> **What to produce**
Please state how many lines in the records contain the string "your", with no words besides the number.

Saved entries:
***
Issue #119, opened 2017-03-27
Consolidate ensureFilesFor*


felixfbecker:
Having a method that has the consumer in the name is a code smell because a function should not be coupled to its consumer. Current inconsistencies:
 - we have `ensureFilesForHoverAndDefinition`, which is also called for `getCompletions`
-  there is `ensureFilesForWorkspaceSymbols`, which fetches _more_ files than `ensureAllFiles`.
- `refreshFileTree` is used for refreshing everything or only module structure depending on parameter, but does not share the same memoization cache with eg `ensureAllFiles`, so potentially causes inconsistent state
- Memoization caches need to be cleared for every method individually and explicitly, which creates a lot of coupling.

Lets identify the real use cases here:
- Fetching the whole workspace for references, symbols and general pre-fetching
  Solution: ensure file structure with `updater`, iterate over URIs, ensure each
- Fetching only a file and its references for hover, definition, completions and potentially more
  Solution: `ensureTransitiveFileDependencies`
- Fetching only module structure as part of the previous point
  Solution: `ensureModuleStructure`

In addition: The memoization caches need to be cleared when the workspace changed (eg dependencies installed). Explicitly calling a method for this is not good because it introduces a lot of coupling. An evented model would be better, where `InMemoryFileSystem` emits events when something changed and eg the ProjectManager can add a configuration if a tsconfig.json was added.

PR #134, opened 2017-04-05
Add Tracing

felixfbecker:
Pretty big PR, let's dive in.

Tracing is done with OpenTracing, I depend on my fork that rewrites in TS (PR open and approved in general). Tracing context can be sent through a custom `meta` field in the JSON RPC message. To extract it, I need to get access to the raw message - something the vscode-languageserver module hides. So I decoupled our code completely from vscode-languageserver, only use vscode-jsonrpc (which ironically also handles the LSP transport) and handle the dispatching in `registerLanguageHandler`. After all, vscode-languageserver was difficult to work with anyways, because we had to wrap it to register our class based handler, it tried to kill the process on exit, etc etc.

The new dispatcher automatically calls a method on the given target object by camelCasing the method. That means `textDocument/definition` becomes `textDocumentDefinition`. Private methods in the handler are underscore-prefixed so they are not exposed over RPC (`camelCase()` will remove any underscores).
The same naming scheme is applied to the RemoteLanguageClient too. I wrapped the vscode-jsonrpc MessageReader in a NodeJS EventEmitter to support multiple listeners.
The new dispatcher also allows us to customize a lot more too, logging now doesn't require monkey-patching anymore. Instead of vscode's CancelTokens, which showed to be very hard to compose, I want to slowly move to Observables instead of promises, which can be easily canceled and composed (it will also lay the path for implementation of `$/partialResult`).

The actual tracing is done by passing an optional parent span as the last argument to most functions. By default, a noop OpenTracing span is used. The dispatcher will create and finish a span for the RPC handlers, long-running functions can then create a child span and finish it in a `finally`. `ensure*` functions need create a span decoupled from the underlying `fetch*` call.

The Tracer to use is passed in the top-level file that hosts the CLI interface and instantiates the classes, and can be any OpenTracing-compatible tracer.

Right now only a basic set of functions are traced. I would like to add more granularity:
- trace `ensureFilesFor*` methods, might require a bit of #119. Primarily, functions should only take a single file, not multiple, otherwise it becomes harder to instrument the method.
- trace compilation, not sure where to add exactly

ref #115


src/connection.ts
```diff
@@ -1,71 +1,184 @@
...
+			observable = Observable.of(returnValue);
+		}
+		if (isRequestMessage(message)) {
+			// If request, subscribe to result and send a response
+			const subscription = observable
+				.finally(() => {
+					// Finish span
+					span.finish();
+					// Delete subscription from Map
+					subscriptions.delete(message.id);
```
keegancsmith: is it possible that this could run before `subscriptions.set(message.id, subscription);` below?

felixfbecker:
@keegancsmith There are no typings for OpenTracing, and before I write typings and do a PR to DT, I might as well just rewrite OpenTracing, because I think it's a great improvement in general for the OpenTracing reference implementation to have strictly declared types. I proposed this on Gitter and did a PR which received positive feedback, so I'm pretty confident it will be merged soon. 
 https://github.com/opentracing/opentracing-javascript/pull/68

Chaing `Fields` to `Options` was actually a requested change: https://github.com/opentracing/opentracing-javascript/pull/68#discussion_r109313347

src/connection.ts
felixfbecker: Good question.

src/language-server-stdio.ts
```diff
@@ -17,11 +19,25 @@ program
...
-registerLanguageHandler(connection, new TypeScriptService(new RemoteLanguageClient(connection), {
-	strict: program.strict
-}));
-connection.listen();
+
+registerLanguageHandler(
+	messageEmitter,
+	messageWriter,
+	service,
+	program.trace ? logger : undefined
```
alexsaveliev: I'm not sure that this operator is correct. I'd rather pass not null logger object but control if messages should be logged.

src/project-manager.ts
```diff
@@ -319,49 +331,60 @@ export class ProjectManager implements Disposable {
...
-				for (const imp of info.importedFiles) {
-					const resolved = ts.resolveModuleName(util.toUnixPath(imp.fileName), filePath, compilerOpt, config.moduleResolutionHost());
-					if (!resolved || !resolved.resolvedModule) {
-						// This means we didn't find a file defining
-						// the module. It could still exist as an
-						// ambient module, which is why we fetch
-						// global*.d.ts files.
-						continue;
+	private async ensureTransitiveFileDependencies(filePaths: string[], maxDepth: number, seen = new Set<string>(), childOf = new Span()): Promise<void> {
+		const span = childOf.tracer().startSpan('Ensure file imports', { childOf });
```
alexsaveliev: not sure if it's good idea to trace these calls, there may be plenty. Won't we pollute logs?

src/typescript-service.ts
```diff
@@ -135,26 +143,27 @@ export class TypeScriptService implements LanguageHandler {
 	 *
 	 * @param accessDisk Whether the language server is allowed to access the local file system
 	 */
-	protected initializeFileSystems(accessDisk: boolean): void {
+	protected _initializeFileSystems(accessDisk: boolean): void {
```
alexsaveliev: why `_` prefix?
Frankly I don't like this statement: 
> Private methods in the handler are underscore-prefixed so they are not exposed over RPC (camelCase() will remove any underscores).

src/connection.ts
```diff
@@ -1,71 +1,197 @@
...
-	connection.onWorkspaceSymbol((params, token) => handler.getWorkspaceSymbols(params, token));
-	connection.onRequest('workspace/xreferences', (params, token) => handler.getWorkspaceReference(params, token));
-	connection.onRequest('workspace/xpackages', (params, token) => handler.getPackages(params, token));
-	connection.onRequest('workspace/xdependencies', (params, token) => handler.getDependencies(params, token));
+export function registerLanguageHandler(
+	messageEmitter: MessageEmitter,
+	messageWriter: MessageWriter,
+	handler: TypeScriptService,
+	logger: Logger = new NoopLogger(),
+	tracer = new Tracer()
```
alexsaveliev: If I understand this code does nothing for now, right? We don't have plugged tracer?

tsconfig.json
```diff
@@ -2,7 +2,8 @@
   "compilerOptions": {
     "target": "es2016",
     "lib": [
-      "es2016"
+      "es2016",
+      "dom"
```
alexsaveliev: Why do we need `dom`?

src/connection.ts
felixfbecker: I initially had the logger only for logging the messages so you could just pass Noop for that. Will add option

src/connection.ts
```diff
@@ -1,71 +1,197 @@
...
+): void {
+	/** Tracks Subscriptions for results to unsubscribe them on $/cancelRequest */
+	const subscriptions = new Map<string | number, Subscription>();
+	messageEmitter.on('message', async message => {
+		logger.log('-->', message);
```
felixfbecker: I initially had the logger only for logging the messages so you could just pass Noop for that. Will add option

src/connection.ts
```diff
@@ -1,71 +1,197 @@
...
+			} as ResponseMessage);
+			return;
+		}
+		// If message is request and has tracing metadata, extract the span context and create a span for the method call
+		let span = new Span();
+		if (hasMeta(message) && isRequestMessage(message)) {
+			const context = tracer.extract(FORMAT_TEXT_MAP, message.meta);
+			if (context) {
+				span = tracer.startSpan('Handle ' + message.method, { childOf: context });
+				span.setTag('params', inspect(message.params));
```
felixfbecker: Yeah, but it's intentional here. The tag values are shown in a single line, so limiting the depth makes sense.

src/connection.ts
```diff
@@ -1,71 +1,197 @@
...
+						id: message.id,
+						error: {
+							message: err.message + '',
+							code: typeof err.code === 'number' ? err.code : ErrorCodes.InternalError,
+							data: omit(err, ['message', 'code'])
+						}
+					} as ResponseMessage);
+					// Set error on span
+					span.setTag('error', true);
+					span.log({ 'event': 'error', 'error.object': err });
```
felixfbecker: The error is returned to the client, which can log the error.

src/connection.ts
alexsaveliev: Maybe JSON?

felixfbecker: `inspect` is more readable

src/fs.ts
```diff
@@ -127,24 +129,42 @@ export class FileSystemUpdater {
...
 	 */
-	ensure(uri: string): Promise<void> {
-		return this.fetches.get(uri) || this.fetch(uri);
+	async ensure(uri: string, childOf = new Span()): Promise<void> {
+		const span = childOf.tracer().startSpan('Ensure file content', { childOf });
+		span.addTags({ uri, fresh: !this.fetches.has(uri) });
+		try {
+			return await (this.fetches.get(uri) || this.fetch(uri));
+		} catch (err) {
+			span.setTag('error', true);
```
felixfbecker: yeah, thought about that too, but couldn't settle on a good API. Would leave it as this for now.

src/lang-handler.ts
```diff
@@ -1,79 +1,111 @@
...
+	 * @param method The method to call
+	 * @param params The params to pass to the method
+	 * @return Emits the value of the result field or the error
+	 */
+	private request(method: string, params: any[] | { [attr: string]: any }): Observable<any> {
+		return new Observable<any>(subscriber => {
+			// Generate a request ID
+			const id = this.idCounter++;
+			const message: RequestMessage = { jsonrpc: '2.0', method, id, params };
+			this.logger.log('<--', message);
```
felixfbecker: you can just omit the logger

src/language-server-stdio.ts
```diff
@@ -17,11 +19,25 @@ program
...
+const messageEmitter = new MessageEmitter(process.stdin);
+const messageWriter = new StreamMessageWriter(process.stdout);
+const remoteClient = new RemoteLanguageClient(messageEmitter, messageWriter);
+const service = new TypeScriptService(remoteClient, { strict: program.strict });
+
+// Add an exit notification handler to kill the process
+messageEmitter.on('message', message => {
+	if (isNotificationMessage(message) && message.method === 'exit') {
+		logger.log(`Exit notification`);
+		process.exit(0);
```
felixfbecker: This is the correct behavior for the STDIO version, an exit notification should kill the process.

src/connection.ts
alexsaveliev: Okay, got it

src/connection.ts
alexsaveliev: I'd rather have full info than readable one

src/language-server-stdio.ts
alexsaveliev: If I remember well `src` can plug langservers specified by the file path. Also, it sends chunks of initialize-request-shutdown-exit. Won't we break this behavior with the proposed change?

src/typescript-service.ts
felixfbecker: I want methods to be dispatched dynamically, which means every LSP method corresponds to a method in the handler by a well-defined naming scheme (camelCase), instead of mapping everything manually. Of course, there needs to be a way to prevent private methods from being called. Underscore-prefixing is the easiest way for this. I generally think underscore-prefixes are bad coding style too, but here they have a justification.

tsconfig.json
felixfbecker: rxjs references DOM types

src/lang-handler.ts
felixfbecker: Updated to use an options bag

src/language-server-stdio.ts
felixfbecker: Discussed on Slack

PR #135, opened 2017-04-05
Revert LocalFileSystem breaking change

alexsaveliev:
after my changes buildserver became broken because overridden `resolveUriToPath` wasn't used anymore


src/fs.ts
```diff
@@ -63,7 +63,7 @@ export class LocalFileSystem implements FileSystem {
 	}
 
 	async getWorkspaceFiles(base?: string): Promise<Iterable<string>> {
-		const root = base ? this.resolveUriToPath(base) : this.rootPath;
+		const root = this.resolveUriToPath(base || this.rootPath);
```
felixfbecker: `rootPath` is a path, but `resolveUriToPath` is documented as taking a URI
If you have a better idea for the API feel free to change it

alexsaveliev: addressed

PR #136, opened 2017-04-05
Implement signatureHelp

tomv564:
If you are taking outside contributions: This PR is a first pass at supporting textDocument/signatureHelp.
Is feature parity with Atom a requirement? 

To do:
- [x] ~~`activeSignature` and `activeParameter` should probably be undefined if `signatures` is empty~~
  - SignatureHelp type doesn't permit this, using 0 as default for now. 
  - vscode-languageserver-node will not allow undefined (see https://github.com/Microsoft/vscode-languageserver-node/issues/191)
- [x] rebase


src/test/typescript-service-helpers.ts
```diff
@@ -1445,6 +1445,93 @@ export function describeTypeScriptService(createService: TypeScriptServiceFactor
 		});
 	});
 
+	describe('getSignatureHelp()', <any> function (this: TestContext) {
+		beforeEach(<any> initializeTypeScriptService(createService, new Map([
+			['file:///a.ts', [
+				'class A {',
+				'	/** foo doc*/',
+				'    foo() {}',
+				'	/** bar doc*/',
```
felixfbecker: `@param` tags should be read

src/test/typescript-service-helpers.ts
```diff
@@ -1445,6 +1445,93 @@ export function describeTypeScriptService(createService: TypeScriptServiceFactor
...
+			assert.equal(result.activeParameter, 1);
+
+			assert.equal(activeSignature.label, 'baz(num, text): string');
+			assert.equal(activeSignature.documentation, 'baz doc');
+			assert.isArray(activeSignature.parameters);
+			if (activeSignature.parameters) {
+				assert.equal(activeSignature.parameters.length, 2);
+				assert.equal(activeSignature.parameters[0].label, 'num');
+				assert.equal(activeSignature.parameters[1].label, 'text');
+				assert.isUndefined(activeSignature.parameters[0].documentation);
```
felixfbecker: why not use `assert.deepEqual()` for assertions?

alexsaveliev:
@tomv564 thanks a lot for your contribution!

src/typescript-service.ts
```diff
@@ -113,6 +116,7 @@ export class TypeScriptService implements LanguageHandler {
 				// Tell the client that the server works in FULL text document sync mode
 				textDocumentSync: TextDocumentSyncKind.Full,
 				hoverProvider: true,
+				signatureHelpProvider: true,
```
alexsaveliev: I'd say 
```
				signatureHelpProvider: {
					triggerCharacters: ['(', ',']
				},
```
This way it works in VS code when you hitting "(" or ","

BTW found a bug in our code while played with your PR, thanks! :smile:

tomv564:
Thanks for this review and your efforts on this project!
Let me know if you would like more fixes, or if you'd like the commits squashed.

src/test/typescript-service-helpers.ts
```diff
@@ -1445,6 +1445,114 @@ export function describeTypeScriptService(createService: TypeScriptServiceFactor
...
+			assert.deepEqual(result, {
+				signatures: [
+					{
+						label: 'baz(num, text): string',
+						documentation: 'The Baz function',
+						parameters: [{
+							label: 'num',
+							documentation: 'Number parameter'
+						}, {
+							label: 'text',
```
felixfbecker: these should include the types of the parameters, like with tsserver:

image

alexsaveliev:
addressed all comments except this one:

> should definitely be undefined if LSP allows it. Passing zero is incrrect if the array is empty. If the typings are wrong, please try cast to the type or any if necessary and open an issue at vscode-languageserver :)

tomv564:
@alexsaveliev I should have pushed my rebase + fixes this morning, we did some double work :) I'll be careful not to push my commits so this branch can stay stable.

A maintainer answered on the issue in vscode-languageserver-node (https://github.com/Microsoft/vscode-languageserver-node/issues/191). Apparently the protocol was wrong and that 0 is an ok value for the empty response.

I will leave this PR in your hands, but look forward to contributing more in the future!

PR #1465, opened 2024-05-13
add note about runnings tests to contrib guide

alifeee:
I run tests without `tox`. I find this easier.

I think people should have this knowledge. They should also know that the CI runs tests with tox.

Also removed `-v` (verbose) and `-s` (silence stderr/stdout) as I do not think these are useful, and having lots of extra CLI arguments is imposing for new CLI users.


lavigne958 (approved):
Nice ! I'll make the v6.1.1 release without this one, it only updates the documentation which is only on github

PR #1469, opened 2024-05-15
Remove StrEnum dependency and added custom class[issue #1462]

### LINKED ISSUE #1462: Remove StrEnum dependency
gspread dependencies are:

https://github.com/burnash/gspread/blob/c740b88e072962ffe772ec3bd90907a579524692/pyproject.toml#L30-L34

StrEnum [amounts to](https://github.com/irgeek/StrEnum/blob/ab34b770aacac80431cd77f28770a60144679d38/strenum/__init__.py#L21-L49)

```python
class StrEnum(str, enum.Enum):
    def __new__(cls, value, *args, **kwargs):
        if not isinstance(value, (str, enum.auto)):
            raise TypeError(
                f"Values of StrEnums must be strings: {value!r} is a {type(value)}"
            )
        return super().__new__(cls, value, *args, **kwargs)

    def __str__(self):
        return str(self.value)

    def _generate_next_value_(name, *_):
        return name
```

We ought not need to rely on a dependency, and can think of a way of including this code in the project, so that the dependencies are just google auth libraries.

@lavigne958 thoughts?

muddi900:
Fixes #1462

### DIFF
--- a/gspread/utils.py
+++ b/gspread/utils.py
@@ -6,6 +6,7 @@ This module contains utility functions.
 
 """
 
+import enum
 import re
 from collections import defaultdict
 from collections.abc import Sequence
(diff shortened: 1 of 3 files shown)


lavigne958 (approved):
Thank you for this contribution !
***
> **Expected answer**
4